Failed! Publishing App from LAN to external domain

alwazw · November 1, 2023, 5:49pm

Plz help!!!

**I followed Tom’s tutorial on youtube for HAProxy & Let’s Encrypt on pfSense to publish an instance of nextcloud.mydomain.com accessible via internet. I’m failing miserably at it. **

I have pfsense virtualized on proxmox.
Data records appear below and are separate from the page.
PR #3388, opened 2024-04-23
Make parsl.AUTO_LOGNAME generation pluggable

benclifford:
A generation function can now be specified at configuration time, with the previous behaviour invoked as default.

# Changed Behaviour

None: If this parameter is not specified, parsl.AUTO_LOGNAME should generate the same names as before this PR.

## Type of change

- New feature

### DIFF
--- a/parsl/config.py
+++ b/parsl/config.py
@@ -50,6 +50,9 @@ class Config(RepresentationMixin):
         of 1.
     run_dir : str, optional
         Path to run directory. Default is 'runinfo'.
+    std_autopath : function, optional
+        Sets the function used to generate stdout/stderr specifications when parsl.AUTO_LOGPATH is used. If no function
+        is specified, generates paths that look like: ``rundir/NNN/task_logs/X/task_{id}_{name}{label}.{out/err}``
     strategy : str, optional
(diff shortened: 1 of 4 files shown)


parsl/config.py
```diff
@@ -50,6 +50,9 @@ class Config(RepresentationMixin):
         of 1.
     run_dir : str, optional
         Path to run directory. Default is 'runinfo'.
+    std_autopath : function, optional
+        Sets the function used to generate stdout/stderr specifications when parsl.AUTO_LOGPATH is used. If no function
+        is specified, generates paths that look like: ``rundir/NNN/task_logs/X/task_{id}_{name}{label}.{out/err}``
```
khk-globus, line 55: `NNN` is clear to me; what is `X` in the path name?

benclifford: it's ` str(int(task_id / 10000)).zfill(4)` - the 10000s part of the task ID and upwards. I omitted a human description because it's awkwardly verbose for what I intended to be a shortish docstring... I guess something based around "dividing into directories with 10000 tasks each" would work?

khk-globus (approved):

PR #3393, opened 2024-04-23
Remove some local-dev test detritus

khk-globus:
## Type of change

- Code maintenance/cleanup

### DIFF
--- a/parsl/tests/test_bash_apps/test_memoize_ignore_args.py
+++ b/parsl/tests/test_bash_apps/test_memoize_ignore_args.py
@@ -1,7 +1,5 @@
 import os
 
-import pytest
-
 import parsl
 from parsl.app.app import bash_app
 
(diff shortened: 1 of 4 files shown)


parsl/tests/test_staging/test_file.py
```diff
@@ -22,11 +22,11 @@ def test_files():
...
+def test_open(tmpd_cwd):
+    fpath = tmpd_cwd / 'test-open.txt'
+    fpath.write_text('Hello')
 
-    pfile = File('test-open.txt')
+    pfile = File(fpath)
 
-    with open(str(pfile), 'r') as opfile:
-        assert (opfile.readlines()[0] == 'Hello')
+    with open(pfile) as opfile:
```
benclifford, line 31: this is changing what's being tested: before, it tested that whatever a File returned as its `str` could be opened. Now it's testing that whatever comes back as its `fspath` can be opened.

That `str` implementation is a bit horrible (it raises an exception for File objects which don't have a local representation) but I think it's still needed as part of usability: for example, people writing bash_apps would traditionally write `f"cat {myfile}"` when forming their bash command lines rather than `f"cat {os.fspath(myfile)}"

So maybe this should be testing *both* behaviours?

parsl/tests/test_bash_apps/test_memoize_ignore_args_regr.py
```diff
@@ -30,21 +28,17 @@ def no_checkpoint_stdout_app(stdout=None):
...
 
-    path_x = "test.memo.stdout.x"
-    if os.path.exists(path_x):
-        os.remove(path_x)
+    path_x = tmpd_cwd / "test.memo.stdout.x"
 
     # this should run and create a file named after path_x
-    no_checkpoint_stdout_app(stdout=path_x).result()
-    assert os.path.exists(path_x)
+    no_checkpoint_stdout_app(stdout=str(path_x)).result()
```
benclifford, line 37: Recent work *should* have this still work with path_x being an os.PathLike, which I think is the case here - for example, see the monitoring tests in parsl/tests/test_monitoring/test_stdouterr.py (although those tests only check that the path goes through to monitoring correctly - not that the path really is used by the executing app)

benclifford: (i.e. this `str` should be unnecessary)
(and maybe should be `os.fspath`)
(at which point you might get a `bytes`)
(and have to deal with that)

parsl/tests/test_bash_apps/test_memoize_ignore_args.py
```diff
@@ -22,24 +21,18 @@ def no_checkpoint_stdout_app_ignore_args(stdout=None):
...
 
-def test_memo_stdout():
+def test_memo_stdout(tmpd_cwd):
+    path_x = tmpd_cwd / "test.memo.stdout.x"
 
     # this should run and create a file named after path_x
-    path_x = "test.memo.stdout.x"
-    if os.path.exists(path_x):
-        os.remove(path_x)
+    no_checkpoint_stdout_app_ignore_args(stdout=str(path_x)).result()
```
benclifford, line 28: see other comment about hopefully-redundant `str`

benclifford:
@khk-globus these seem good. I made some comments you might want to address before merge if you have time/capacity, but I will label approved so you can also merge without.

PR #3395, opened 2024-04-24
Implement stage-in for zip staging provider

benclifford:
## Type of change

- New feature

### DIFF
--- a/parsl/data_provider/zip.py
+++ b/parsl/data_provider/zip.py
@@ -42,6 +42,12 @@ class ZipFileStaging(Staging):
     """
 
     def can_stage_out(self, file: File) -> bool:
+        return self.is_zip_url(file)
+
+    def can_stage_in(self, file: File) -> bool:
+        return self.is_zip_url(file)
+
+    def is_zip_url(self, file: File) -> bool:
         logger.debug("archive provider checking File {}".format(repr(file)))
 
         # First check if this is the scheme we care about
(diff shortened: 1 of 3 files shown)


parsl/data_provider/zip.py
```diff
@@ -76,6 +82,20 @@ def stage_out(self, dm, executor, file, parent_fut):
...
+        if working_dir:
+            file.local_path = os.path.join(working_dir, inside_path)
+
+        stage_in_app = _zip_stage_in_app(dm)
+        app_fut = stage_in_app(zip_path, inside_path, working_dir, outputs=[file], _parsl_staging_inhibit=True, parent_fut=parent_fut)
+        return app_fut._outputs[0]
+
 
 def _zip_stage_out(zip_file, inside_path, working_dir, parent_fut=None, inputs=[], _parsl_staging_inhibit=True):
     file = inputs[0]
```
khk-globus, line 101: For both `_zip_stage_in` and `_zip_stage_out`, are these interfaces set by another driver?  I'm observing that in _these_ internal methods, the following arguments don't currently appear to be utilized:
- `working_dir`
- `parent_fut`
- `_parsl_staging_inhibit`

parsl/data_provider/zip.py
```diff
@@ -93,6 +113,18 @@ def _zip_stage_out_app(dm):
     return parsl.python_app(executors=['_parsl_internal'], data_flow_kernel=dm.dfk)(_zip_stage_out)
 
 
+def _zip_stage_in(zip_file, inside_path, working_dir, *, parent_fut, outputs, _parsl_staging_inhibit=True):
+    with filelock.FileLock(zip_file + ".lock"):
+        with zipfile.ZipFile(zip_file, mode='r') as z:
+            content = z.read(inside_path)
+        with open(outputs[0], "wb") as of:
+            of.write(content)
```
khk-globus, line 121: I wonder if there's a way to think in lists.  This method:
1. takes out a lock
2. opens the (zip) file
3. reads the content from the zip file
4. closes the (zip) file
5. opens a new file
6. writes the content
7. closes the new file

There's clearly no working around steps 3, 5, 6, and 7, but steps 1, 2, and 4 could be aggregated for multiple reads, if, say, `inside_path` were of type `List` and there were an appropriate number of outputs.

That could further be better for memory by reading and writing in chunks.  Consider:
```python
with filelock.FileLock(...):
    with zipfile.ZipFile(...):
        for inp, outp in zip(inside_paths, outputs):
            with open(outp, "wb") as of:
                shutil.copyfileobj(inp, outp)
```

I won't write a similar comment for `_zip_stage_out`, but I'm thinking in similar terms.  "It would be nice if this could be implemented with list-think."

PR #3396, opened 2024-04-24
Add first unit test for File

khk-globus:
We may have other UTs littered among the other tests, but this file now sets the stage (via the new `unit/` directory) for where to place them.  A not-complete metric for UTs: do they they run _fast_?  If not, or if the test includes `.sleep()`, it's probably not a UT.

## Type of change

- Code maintenance/cleanup

### DIFF
--- a/parsl/tests/unit/test_file.py
+++ b/parsl/tests/unit/test_file.py
@@ -1,0 +1,99 @@
+import os
+from unittest import mock
+
+import pytest
+
+from parsl import File
+
+_MOCK_BASE = "parsl.data_provider.files."
+
+
+@pytest.mark.local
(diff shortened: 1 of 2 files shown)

I want to publish nextcloud online for family and friends.
I tried every advise and tutorial online and still getting:

This page isn’t working nextcloud.mydomain.com redirected you too many times.

-----
My ISP Modem doesn’t allow bridging so WAN is in DMZ.

WAN & LAN interface
Block private networks off
Block bogon networks off
-----
-----
Wan 192.168.2.222
gateway 192.168.2.1
lan 10.10.10.10
turnkeylinux-nextcloud 10.10.10.42
-----
-----
Webconfigurator
HTTPS port 10443
Webgui redirect on
-----
-----
Firewall rules
LAN Default
WAN added:
Block WAN net to this firewall
Pass IPV4 TCP to WAN port 1194(OpenVPN) added by wizard
-----
-----
Acme Account keys
Name mydomain_com
Description apps
CA letsencrypt-production-2

Acme Certificate (issued and renewed succesfully)
Name wildcard_mydomain_com
Description apps
Status Active
Acme Account mydomain_com
private key 2048-bit RSA

Table
Mode Enabled
*Domain name .mydomain.com
Method DNS-cloudfare

Action list:
Mode Enabled
Command /usr/local/etc/rc.d/haproxy.sh restart
Method shell command
-----
-----
ddns nextcloud dot mydomain dot com working
-----
-----
**haproxy backend **
Mode active
Name nextcloud
Forwardto Address+Port:10.10.10.42
Address Port 80
Encrypt(SSL) no
SSL checks no
-----
-----
**haproxy frontend **
Name mydomain_com
Description apps
Status Active
–
External address - Table:
Listen address WAN address (IPv4)
Custom address greyed out
Port 443
SSL Offloading on
Type: http/https(offloading)
–
Access Control lists:
Name nextcloud
Expression Host matches:
**CS no **
Not no
Value nextcloud dot mydomain dot com
–
**Actions: **
Action Use Backend
Parameters See below
Condition acl names nextcloud
backend nextcloud
–
SSL Offloading:
Certificate: wildcard_wazzan_us
Add ACL for certificate subject alternative name ON
----
----
DNS Resolver
Enabled
DNSSEC support Enabled

Host Overrides
Host: nextcloud
Parent domain: mydomain dot com
IP to return for host: 10.10.10.42
description: nextcloud
–

LTS_Tom · November 2, 2023, 9:44am

If your ISP does not allow bridging and you don’t have a public IP then this won’t be externally accessible.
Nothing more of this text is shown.